Trade unions are essential for advancing social and economic justice and defending the rights of workers. However, the voices and experiences of trade union members are not adequately represented by the current Westminster system. The prevalence of “safe seats” in Parliament means that MPs may retain their seats for decades, which discourages public participation and reduces the diversity of candidates who can run for office.
The unelected House of Lords also continues to guarantee 92 seats for hereditary peers, almost all of whom are men. Only 6.3% of Lords come from black or ethnic minority backgrounds. The experiences and viewpoints of trade union members, who are frequently from marginalised communities, are not being heard in the decision-making process as a result of the lack of diversity in Parliament.
To ensure that their members and communities are fairly represented in Parliament, trade unions must support proportional representation (PR). With a PR system, which is more democratic and representative, a party’s representation in Parliament is proportional to the number of votes it received during the election. This enables a more diverse and representative body of decision-makers by increasing the likelihood that smaller parties and marginalised communities will be represented in Parliament.

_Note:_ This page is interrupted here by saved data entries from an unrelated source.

PR #565, opened 2021-08-04
fix(auth): check if user disabled on check_revoked

bojeil-google:
When `verify_session_cookie` or `verify_id_token` is called with
`check_revoked` set to `True` we should also check if the user is
disabled.

If disabled the `UserDisabledError` is raised.

### DIFF
--- a/firebase_admin/_auth_client.py
+++ b/firebase_admin/_auth_client.py
@@ -100,7 +100,8 @@ class Client:
 
         Args:
             id_token: A string of the encoded JWT.
-            check_revoked: Boolean, If true, checks whether the token has been revoked (optional).
+            check_revoked: Boolean, If true, checks whether the token has been revoked or
+                the user disabled (optional).
 
         Returns:
             dict: A dictionary of key-value pairs parsed from the decoded JWT.
@@ -115,6 +116,8 @@ class Client:
                 this ``Client`` instance.
             CertificateFetchError: If an error occurs while fetching the public key certificates
                 required to verify the ID token.
+            UserDisabledError: If ``check_revoked`` is ``True`` and the corresponding user
+                record is disabled.
         """
         if not isinstance(check_revoked, bool):
             # guard against accidental wrong assignment.
@@ -129,7 +132,8 @@ class Client:
                     'Invalid tenant ID: {0}'.format(token_tenant_id))
 
         if check_revoked:
-            self._check_jwt_revoked(verified_claims, _token_gen.RevokedIdTokenError, 'ID token')
+            self._check_jwt_revoked_or_disabled(
+                verified_claims, _token_gen.RevokedIdTokenError, 'ID token')
         return verified_claims
 
     def revoke_refresh_tokens(self, uid):
@@ -720,7 +724,9 @@ class Client:
         """
         return self._provider_manager.list_saml_provider_configs(page_token, max_results)
 
-    def _check_jwt_revoked(self, verified_claims, exc_type, label):
+    def _check_jwt_revoked_or_disabled(self, verified_claims, exc_type, label):
         user = self.get_user(verified_claims.get('uid'))
         if verified_claims.get('iat') * 1000 < user.tokens_valid_after_timestamp:
             raise exc_type('The Firebase {0} has been revoked.'.format(label))
+        if user.disabled:
+            raise _auth_utils.UserDisabledError('The user record is disabled.')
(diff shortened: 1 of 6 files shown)


lahirumaramba (approved):
Thanks! LGTM!

bojeil-google:
> Thanks! LGTM!

Thanks for the quick review. we are planning to fix this in Node.js, Java and Golang too.

firebase_admin/_auth_client.py
```diff
@@ -720,7 +724,9 @@ def list_saml_provider_configs(
         """
         return self._provider_manager.list_saml_provider_configs(page_token, max_results)
 
-    def _check_jwt_revoked(self, verified_claims, exc_type, label):
+    def _check_jwt_revoked_or_disabled(self, verified_claims, exc_type, label):
         user = self.get_user(verified_claims.get('uid'))
         if verified_claims.get('iat') * 1000 < user.tokens_valid_after_timestamp:
             raise exc_type('The Firebase {0} has been revoked.'.format(label))
+        if user.disabled:
```
lahirumaramba, line 731: Should `user.disabled` takes precedent over revoked token here? If the user is disabled, do we need to check the token at all? :)

lahirumaramba:
Added @egilmorez for docs changes. Thanks!

firebase_admin/_auth_client.py
lahirumaramba, line 731: @bojeil-google: Should `user.disabled` take precedence over revoked token here? If the user is disabled, do we need to check the token at all? :)

hiranya911 (changes requested):
Looks mostly good. Just had one suggestion about the base type for the new `UserDisabledError` class.

firebase_admin/_auth_client.py
bojeil-google: Good point. I moved the check. I also added a test to confirm the disabled check is done before.

tests/test_token_gen.py
```diff
@@ -208,6 +208,12 @@ def revoked_tokens():
     mock_user['users'][0]['validSince'] = str(int(time.time())+100)
     return json.dumps(mock_user)
 
+@pytest.fixture(scope='module')
+def get_user_disabled_response():
```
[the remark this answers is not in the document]
bojeil-google: Done

firebase_admin/_auth_utils.py
```diff
@@ -385,6 +385,15 @@ def __init__(self, message, cause=None, http_response=None):
         exceptions.NotFoundError.__init__(self, message, cause, http_response)
 
 
+class UserDisabledError(exceptions.FailedPreconditionError):
```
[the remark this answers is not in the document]
bojeil-google: Since revoked token error extends `exceptions.InvalidArgumentError`, I have updated `UserDisabledError` to also extend `exceptions.InvalidArgumentError`.

I prefer keeping the error in `_auth_utils.py` since there is also a backend error code `USER_DISABLED` which is currently used for client operation errors but could be re-used in a different context for the admin sdk.

tests/test_token_gen.py
```diff
@@ -471,6 +484,24 @@ def test_revoked_token_check_revoked(self, user_mgt_app, revoked_tokens, id_toke
...
+    @pytest.mark.parametrize('id_token', valid_tokens.values(), ids=list(valid_tokens))
+    def test_disabled_user_check_revoked(self, user_mgt_app, user_disabled, id_token):
+        _overwrite_cert_request(user_mgt_app, MOCK_REQUEST)
+        _instrument_user_manager(user_mgt_app, 200, user_disabled)
+        with pytest.raises(auth.UserDisabledError) as excinfo:
+            auth.verify_id_token(id_token, app=user_mgt_app, check_revoked=True)
+        assert str(excinfo.value) == 'The user record is disabled.'
+
+    @pytest.mark.parametrize('id_token', valid_tokens.values(), ids=list(valid_tokens))
+    def test_disabled_revoked_check_revoked(
```
hiranya911, line 496: Nit: We can call this `test_check_disabled_before_revoked()` and drop the comment if you like.

hiranya911 (approved):
LGTM with a suggestion.

egilmorez (approved):
Doc strings look good, thanks!

tests/test_token_gen.py
bojeil-google: Done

The top democracies in the world for women’s representation all use some form of proportional representation (PR) in their legislatures, making countries with proportional electoral systems generally more representative. PR also promotes strategies for increasing the representation of women, such as “zipping,” in which a party lists alternate genders.
On the other hand, the current First Past the Post system favours the wealthy. Trade union members, who are primarily from working-class backgrounds, are underrepresented in Parliament due to the fact that 29% of MPs have a private education, compared to 7% of the population, and only 54% have attended comprehensive schools, compared to 88% of the population. This indicates that the interests of union members and other marginalised groups are not unlikely to be taken into consideration when decisions are being made.
To make sure that its members and communities are fairly represented in Parliament, trade unions must support proportional representation. Due to the prevalence of safe seats, the lack of diversity among MPs, and the First Past the Post system favouring the powerful, the current Westminster system is unable to adequately represent trade unionists in the twenty-first century. Trade unions can contribute to the creation of a more diverse and representative Parliament that better reflects the interests and experiences of their members and advances social and economic justice for all by supporting PR.